For more information regarding MongoDB Cloud Manager, consult the MongoDB documentation.
MongoDB Ops Manager
MongoDB Ops Manager is the same software as the MongoDB Cloud Manager. Once registered, Ops Manager can be downloaded and installed locally in a private data center or on any other laptop or desktop machine. It uses a local MongoDB database to store data and communicates in the same way as Cloud Manager with the managed servers. If you have security policies that prohibit a monitoring agent, MongoDB Ops Manager should be used.
Operating System Monitoring
Operating system level monitoring is required to run an AEM MongoDB cluster.

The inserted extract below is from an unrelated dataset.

PR #1481, opened 2021-10-01
Improve UI for adding authors to books

bibliotechy:
Update the book creation/edit form to allow users to enter authors in multiple input fields instead of comma separated single input.

Screen Shot 2021-09-30 at 9 35 10 PM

Ganglia is a good example of such a system and it provides a picture of the range and detail of information required which goes beyond basic health metrics like CPU, load average, and free disk space. To diagnose issues, lower-level information such as entropy pool levels, CPU I/O Wait, sockets in FIN_WAIT2 state are required.
Log Aggregation
With a cluster of multiple servers, central log aggregation is a requirement for a production system. Software like Splunk supports log aggregation and allow teams to analyze the patterns of behavior of the application without having to manually collect the logs.
Checklists
This section deals with various steps that you should take to ensure that your AEM and MongoDB deployments are properly set up before implementing your project.
Network
- First, make sure that all hosts have a DNS entry
- All hosts should be resolvable by their DNS entry from all other routable hosts
- All MongoDB hosts are routable from all other MongoDB hosts in the same cluster
- MongoDB hosts can route packets to MongoDB Cloud Manager and the other monitoring servers
- AEM Servers can route packets to all MongoDB servers
- Packet latency between any AEM server and any MongoDB server is smaller than two milliseconds, with no packet loss and a standard distribution of one millisecond or less.
- Ensure that there are no more than two hops between an AEM and a MongoDB server
- There are no more than two hops between two MongoDB servers
- There are no routers higher than OSI Level 3 between any core servers (MongoDB or AEM or any combination).
- If VLAN trunking or any form of network tunneling is used, it must comply with the packet latency checks.